Justin Trudeau has previously spoken out about the 'systemic problem' of sexual harassment
Justin Trudeau has previously spoken out about the 'systemic problem' of sexual harassment

Justin Trudeau has admitted making an apology to a female reporter who accused him of groping her at a charity fundraiser in 2000 – but says he still feels he did nothing wrong.

The Canadian prime minister – who has presented himself as a vocal supporter of feminist causes – has faced questions since allegations of his inappropriate behaviour emerged last week.
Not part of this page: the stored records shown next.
PR #396, opened 2023-06-29
ELE-1206 bug when upgrading elmentary package after metrics tables schema is changed

IDoneShaveIt:


macros/edr/tests/test_utils/create_elementary_test_table.sql
```diff
@@ -3,6 +3,15 @@
         {% set temp_table_name = elementary.table_name_with_suffix(test_name, "__" ~ table_type) %}
         {{ elementary.debug_log(table_type ~ ' table: ' ~ database_name ~ '.' ~ schema_name ~ '.' ~ temp_table_name) }}
 
+        {#
```
elongl, line 6: Why is this needed if we use `CREATE OR REPLACE` to create the test tables?

IDoneShaveIt:
There was no bug, It was an orchestration problem when upgrading elementary

PR #397, opened 2023-07-02
add dummy materialization macro

ellakz:


macros/materializations/dummy.sql
```diff
@@ -0,0 +1,10 @@
+{# Materialization that does not create any table at the end of its run #}
+{# An example for a usage case is when we want a module to appear on the Elementary lineage graph, but the table is created outside of dbt #}
```
elongl, line 2:
```suggestion
{# An example for a usage case is when we want a model to appear on the Elementary lineage graph, but the table is created outside of dbt #}
```

macros/materializations/dummy.sql
```diff
@@ -0,0 +1,10 @@
...
+{% materialization dummy, default -%}
+  {# The main statement executes the model, but does not create any table / view on the DWH #}
```
elongl, line 4: Why do we execute anything at all in the dummy materialization?

ellakz: @elongl  this part executes the sql from the model definition, which is supposed to be empty except for the config and the dependencies, but we do need those

integration_tests/models/dummy_model.sql
```diff
@@ -0,0 +1,4 @@
+{{ config(materialized='view') }}
+    begin;
+    commit;
```
haritamar, line 3: I think the syntax for transactions is slightly different between DBs + Databricks actually don't support them at all (interesting to see what happens in the CI once it passes)

In any case may be safer to do something like `SELECT 1` that will always work

macros/materializations/dummy.sql
```diff
@@ -0,0 +1,10 @@
+{# Materialization that does not create any table at the end of its run #}
+{# An example for a usage case is when we want a model to appear on the Elementary lineage graph, but the table is created outside of dbt #}
+{% materialization dummy, default -%}
```
haritamar, line 3: I'm not 100% sure about the name from a product perspective - since we're going to generate a bunch of these for users maybe it should say something like "external" or "non_dbt"?
Worth consulting with @oravi , the king of names :)

Though I agree that functionality-wise "dummy" makes sense.

integration_tests/macros/e2e_tests/tests_validation.sql
```diff
@@ -197,3 +197,7 @@
     {% set result = elementary.run_query(query) %}
     {% do assert_empty_table(result, "dbt_invocations") %}
 {% endmacro %}
+
+{% macro assert_no_dummy_model_table() %}
+    {{ load_relation(ref('dummy_model')) is none }}
```
haritamar, line 202: A couple of comments here:

1. I think it will be better to do `{% do return(load_relation(ref('dummy_model')) is none) %}` so the return value will be a boolean rather than a string containing "true".
2. This macro is a bit inconsistent with the other "assert" macros in the sense that it returns a value rather than print "SUCCESS" / "FAILURE" messages, so I think either:
- Remove the `assert_` prefix
- Change this method to print the messages directly

macros/materializations/dummy.sql
ellakz: @haritamar I copied this from the CLI repo and didn't change anything, maybe for other use cases we do need it? let's discuss tomorrow :)

haritamar (approved):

In his first comments about the incident, he claimed he “didn’t remember any negative interactions" during his appearance at the event in the town of Creston, British Colombia. But, speaking on Thursday, he told reporters: “I apologised in the moment.”
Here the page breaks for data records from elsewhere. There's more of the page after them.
Issue #397, opened 2019-07-23
No way to create directory using the file service


TonyRice:
Currently, the file service does not allow you to create a directory.

PR #398, opened 2019-07-24
adding support for mkdir, and mkdirp in the file service

TonyRice:
See issue #397


asyncy/processing/internal/File.py
```diff
@@ -24,6 +25,36 @@ def safe_path(story, path):
     return f'{story.get_tmp_dir()}{os.fspath(path)}'
 
 
+def mkdir_error(e: IOError, path, story, line):
+    if e.errno == errno.EEXIST and os.path.isdir(path):
```
wilzbach: Use the `exist_ok` instead ;-)

asyncy/processing/internal/File.py
```diff
@@ -24,6 +25,36 @@ def safe_path(story, path):
...
+    path = safe_path(story, resolved_args['path'])
+    try:
+        os.mkdir(path)
+    except IOError as e:
+        mkdir_error(e, path, story, line)
+
+
+@Decorators.create_service(name='file', command='mkdirp', arguments={
+    'path': {'type': 'string'}
+})
```
wilzbach: We want to abstract complexity for the user. This shouldn't be a separate method. I think we should do this by default.

TonyRice: That's what I was initially thinking, I'll go ahead and do that

asyncy/processing/internal/File.py
TonyRice: Good thinking. Makes life easier.

asyncy/processing/internal/File.py
```diff
@@ -1,4 +1,5 @@
 # -*- coding: utf-8 -*-
+import errno
```
wilzbach: Unused

TonyRice: Removed!

Issue #335, opened 2019-06-12
HTTP service can only handle utf8-text


wilzbach:
A user should be able to upload/download images or other files.

PR #399, opened 2019-07-24
Allow the file service to read/write raw bytes

TonyRice:
This is useful for when receiving a raw file via the http service. The raw argument can be something else. Completely open to any suggestion for that. This is related directly to #335 

It makes the following possible:
```
http server as client
    if r.file and r.file["body"]
        file write path:"/file.zip" content: r.file["body"]
    r write content: (file read path:"/file.zip" raw: true)
```
```
curl -H "Host: a-a-1.storyscriptapp.com" -X POST -F "file=@hello.zip" http://127.0.0.1:8888/ --output myfile.zip
```


TonyRice:
> LGTM, but could we add your full example to the testsuite to ensure the engine handles bytes arrays correctly?

Can you elaborate more on what you mean? I'm not entirely sure what you mean

wilzbach:
> I'm not entirely sure what you mean. I'm probably thinking too hard :D

I was talking about the example that you posted in the PR description. We should add it to the testsuite.

TonyRice:
> > I'm not entirely sure what you mean. I'm probably thinking too hard :D
> 
> I was talking about the example that you posted in the PR description. We should add it to the testsuite.

It should be in there unless I'm missing something entirely.

TonyRice:
@judepereira I have https://github.com/storyscript/file updated, I just need to get pr #401 and #402 wrapped up since the update in the file readme includes using the http service to receive raw bytes.

wilzbach:
> It should be in there unless I'm missing something entirely.

Uhm so I was referring to the Storyscript example being added as integration test, i.e. making sure the whole piece works as expected whereas you just add two unittests here which only test the individual subparts.

TonyRice:
> > It should be in there unless I'm missing something entirely.
> 
> Uhm so I was referring to the Storyscript example being added as integration test, i.e. making sure the whole piece works as expected whereas you added two unittests here which only test the individual subparts.

Okay, that's what I thought you meant but wasn't fully sure. I can definitely do that. I'd like to do that in a separate PR so I can get these changes into master

PR #401, opened 2019-07-24
Support for proper type conversion within context data

TonyRice:
Since FileFormField is a namedtuple, it's not possible to access data stored within the field using the keys. This makes it possible to access FileFormField information in the following manner:

```
http server as client
    if r.file and r.file["body"]
        file write path:"/file.zip" content: r.file["body"]
    r write content: r.file["body"] 
```

Related to #335


TonyRice:
> I don't think this is a good idea to put such service specialization in the Resolver. Can't we convert to a dict beforehand? Also, this lacks tests.

I'm not exactly sure where things break down the line, but my next solution would do a context cleanup on story.prepare() where the context is initially set. This would make more sense to me, and it helps us stay out of the resolver. If that makes sense to you, I'll push that up along with the tests.

tests/unit/Story.py
```diff
@@ -234,14 +239,60 @@ def test_story_prepare(story):
...
+    patch.object(story, 'cleanup_context')
     story.app = app
     context = {'app': app.app_context}
     story.prepare(context=context)
+    story.cleanup_context.assert_called_with(context)
     assert story.environment == app.environment
     assert story.context == context
 
 
+def test_story_cleanup_context(patch, story, app):
```
TonyRice: @wilzbach please let me know if the tests should be improved, or changed

TonyRice: Not entirely sure the best way to test a recursive function like this

wilzbach: You assign the function to a variable before patching it (copy). Then, you can call you unpatched copy, but all recursive calls will go to the patched one.

wilzbach:
@TonyRice my point was that we should do this `cleanup_context` higher up in the hierarchy while/before we assemble the initial context. The main motivations are: (1) performance (no need to run  `cleanup_context`  every time a function is called) and (2) separation of concern. The interpreter shouldn't never know what a `FileFormField` is. It should only concern itself with the types it supports (e.g. dicts). Otherwise, we end up with a massive `cleanup_context` every time we add a new feature.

He said: “I’ve been reflecting very carefully on what I remember from that incident almost 20 years ago and, again, I feel, I am confident, I did not act inappropriately.”
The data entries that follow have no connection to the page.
PR #403, opened 2019-07-25
Add global context to App

TonyRice:
Currently, you cannot access global variables due to the context not being carried down to any child execution. For example, within the HTTP Service, we trigger handlers with a fresh context.

```
context = {
    ContextConstants.service_event: event_body,
    ContextConstants.server_io_loop: io_loop,
    ContextConstants.server_request: self
}
```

But he conceded the woman involved could have come away from the encounter with a different interpretation of what happened.

He said: “I do not feel that I acted inappropriately in any way but I respect the fact that someone else might have experienced that differently. If I apologised later then it would be because I sensed that she was not entirely comfortable with the interaction we had.”

The allegations resurfaced after an editorial, which appeared in the Creston Valley Advance newspaper in August 2000, was tweeted by the political commentator Warren Kinsella.

The article describes how Mr Trudeau told the female reporter: “I’m sorry. If I had known you were reporting for a national newspaper, I would never have been so forward.” The piece adds that he apologised for “handling” the young journalist.

Mr Trudeau - who previously said he has zero tolerance for sexual harassment - revealed during his new remarks that no-one on his team had approached the woman because they did not feel it was appropriate.

She herself told the Canadian Broadcasting Corporation that she was not interested in being associated with any further coverage of the story, and asked that her name not be used, and that she not be contacted again.

At the time of the original complaint, Mr Trudeau was a teacher who had not yet become involved in politics, but was widely known as the son of former Prime Minister Pierre Trudeau.

He attended the Avalanche Foundation fundraiser to support safety on the slopes following the 1998 death of his brother Michel while skiing.